Viktoria Minya. Photo possibly by Cseh Gabriella. Source: Viktoria Minya FB page.

Viktoria Minya. Photo possibly by Cseh Gabriella. Source: Viktoria Minya FB page.

What’s it like to be a professional nose? How difficult is it to become one? How does one deal with the restrictions inherent in perfume creation, whether IFRA/EU-related, a client’s brief, or basic price constraints? And why do so many perfumes smell the same?!
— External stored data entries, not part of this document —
PR #871, opened 2016-09-15
!skipsong command update, with settable count for votes needed

lbarnett83:
Also added the !ytp votecount command to set the number of votes needed to skip the current song


BrandenB:
I like this, but can you make it so if the vote count is 0 it defaults to the old way? Also make the vote count 0 by default so it does not break other people's settings. And maybe a toggle to disable the per-user skip message for big channels.

IllusionaryOne:
@lbarnett83 Bump

phantomindex (commented):
@lbarnett83 Bump

IllusionaryOne:
Sorry for the delay, last thing we would request is, if possible, please show some tests that have passed.  It helps us have a warm fuzzy to know that the code and results have been verified.

IllusionaryOne:
Also, please match the current coding style, I believe there are tabs used rather than spaces.  That does not match the current style of the file.  https://github.com/PhantomBot/PhantomBot/blob/master/CODESTYLE.md

_Code specific rules
4 space indents. Make sure your code lines up with the current one or it will be rejected._

We do not say this to be rude, but just to keep everything uniform and looking good <3

IllusionaryOne:
Also, do not take away the ability of the caster to set permissions to their desired level on commands.  I see that you have forced !skipsong to admin only - I mod in a channel with PhantomBot where the mods are often asked to skip songs while the caster is busy.  The default was 1 in the script, but it is up to the caster to change that setting.

Subcommands may be registered with permissions as well, as is the case with '!skipsong now' - please be sure to register that subcommand and not force it to admins only.  It almost sounds like here needs to be a !skipsongvote command that is separate from the core !skipsong command perhaps or !skipsong vote needs to be added and that subcommand could be placed at a lower permission level.

lbarnett83:
fixed all permissions, now operates as:

!skipsong - skips song if user has permission
!skipsong vote - if voteCount is 0, tell user function is disabled, else execute the vote code

my tester asked if it would be better to make it:

!skipsong - if voteCount is 0, tell user function is disabled, else execute the vote code
!skipsong force - skips song if user has permission

would be a fairly simple re-write on my end before I sync.  Let me know please.

_EDIT_ changed the tabs to spaces :)

IllusionaryOne:
Thank you for the adjustments and for helping us keep the style the same!

PR #889, opened 2016-09-21
Remove JCurses

gmt2001:
Remove unused and unnecessary JCurses library and references
Removed abandoned JCurses-based control panel experiment


IllusionaryOne:
@gmt2001 Thanks for removing this!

Those are a few of the questions I posed to Viktoria Minya, the award-winning perfumer and owner of Parfums Viktoria Minya. She’s a rare creature in the industry for a few reasons. First, she’s one of the few professionally trained female noses who also runs her own perfume house. Second, she’s both an insider and, in many ways, an outsider as well. She’s not part of the stable of perfumers hired by the big companies like Givaudan, IFF, or Robertet, but she was one once. Now, she’s independent but, unlike Bertrand Duchaufour, she’s not a nose for hire in the typical sense and she works primarily on her own creations. Her closest counterpart might be Patricia de Nicolai, but the latter is arguably a part of the establishment, whether through her presidency of Osmothèque or her membership in the Guerlain family.